• [PROBLEM]:
Begin at the line with "Fix inspector URL" and write out every line after it, exactly, through the last line below, adding nothing.

• [DATA SECTION]:
· · · · ·

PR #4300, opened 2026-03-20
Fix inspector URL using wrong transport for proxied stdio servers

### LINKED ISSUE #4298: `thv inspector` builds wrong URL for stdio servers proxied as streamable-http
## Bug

· · · · ·

• [SOLVED PROBLEM]:
Fix inspector URL using wrong transport for proxied stdio servers

### LINKED ISSUE #4298: `thv inspector` builds wrong URL for stdio servers proxied as streamable-http
## Bug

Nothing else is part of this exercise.